Energías del futuro. Progreso consciente



Energías del futuro en un mundo "petróleo-dependiente"

Energías del futuro. Progreso consciente. Energías alternativas, conciencia social

La necesidad de energía, en el mundo que los humanos hemos construido, es un hecho obvio. Se ha recorrido un tramo en esta gran carrera y es imprescindible echar un vistazo panorámico a los logros conseguidos y errores cometidos. La energía en sus modalidades masivamente aplicadas hasta hoy, nos han provisto de un progreso que rebasó cualquier expectativa y que sirviera de colchón cuando empezamos a caer en la cuenta de sus consecuencias. Perdimos la perspectiva, nos aferramos neciamente a una forma de energía perniciosa para nuestro medio ambiente. Nos hicimos “petróleo-dependientes”. El confort y la tecnología fácil, nos distrajeron del punto en cuestión: el bienestar real.

El tiempo nos mostró que aquél no fue el mejor camino. Hoy, el crecimiento exponencial de la población mundial y la caída en las reservas petroleras, nos despiertan del sueño de la “polución eterna”. El temor a una caída total del sistema político, social y económico, debido a cambios demasiados profundos para ser asimilados, con un inquietante pronóstico reservado hacia el 2050, nos lleva a un salto cuántico en la forma de concebir la energía.

Lo que resulta inaudito, patético diría, es que si el hombre se hubiera tomado el tiempo para observar la Naturaleza, habría comprendido que todos los recursos para tener la energía necesaria, están expuestos, son gratuitos, infinitos y armónicos con el equilibrio intrínseco del planeta.

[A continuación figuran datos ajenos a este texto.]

PR #647, opened 2024-08-29
Correct GolangCI-Lint Installation Command

activcoding:
The current documentation incorrectly refers to the Go linter as `golangcilint`. Users attempting to install the linter with this name encounter the error: "couldn't find golangcilint."

This issue arises due to a missing hyphen in the command. The correct name of the linter is `golangci-lint`. This update rectifies the command to ensure that users can install the linter without encountering errors.


mfussenegger:
The linter name to use with `try_lint` or via `linters_by_ft` is `golangcilint` without hypen. Although it is unfortunate that it doesn't match the command name, changing this would be wrong.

El aire, las olas, el sol, los residuos orgánicos. Si se hubiera tomado este camino en aquella encrucijada, hoy nuestra historia no nos acusaría de tantos desastres, extinciones, la inconcebible muerte de niños por desnutrición, o las terribles consecuencias sufridas por los seres que comparten el medio con nosotros, como especie.

La naturaleza es tan perfecta, que posiblemente incluya en su esencia, segundas oportunidades. No será fácil, este paisaje desolador no admite un “borrón y cuenta nueva”. Hay mucho trabajo por hacer: aprender a preservar la vida y priorizarla, cambiar hábitos de extremo consumo, recuperar espacios para las especies que supimos arrinconar. Sobre todo, construir una nueva visión del mundo que habitamos. Ser creativos, abiertos a nuevas ideas, planificar con más cuidado la utilización de los recursos naturales.

La energía es progreso cuando trae implícito el respeto. Ya comprobamos dónde nos llevan nuestros excesos, nuestro ego irreverente. Si seguimos esta ruta, vamos directo al pavor, la desolación, la indefensión total. El hambre y la pobreza, la soledad como especie (¿dominante?).

Ahora tenemos la oportunidad de vencer nuestras debilidades, explotando nuestra inteligencia. Ya se ven cientos de militantes de la ecología, dando muestras de su creatividad, cada día surgen nuevos inventos para aprovechar las energías en forma sustentable, desarrollando innovadoras “huertas urbanas”, reciclando, administrando responsablemente el agua, reduciendo residuos inorgánicos y muchos más. Esto se irá generalizando, será viral en las redes, y muy pronto se sentirá la brisa refrescante de las nuevas legislaciones, que ya se están perfilando.

Las nuevas plantas de energía incorporarán la cinética del mar, del viento, de los ríos, la fotovoltaica, los gases orgánicos, y seguramente surgirá una batería de soluciones para atender cada problema que hemos ocasionado en el ecosistema.

Los que creen dirigir la economía mundial, manipulando los recursos y las guerras, serán avasallados por esta nueva realidad humana. Seguirán con sus negocios, sin duda, pero a un costado del camino principal. Si no se integran al cambio, simplemente perderán su poder.

Bienestar es saber estar bien. ¿Sabremos, por fin, estar en este bello planeta?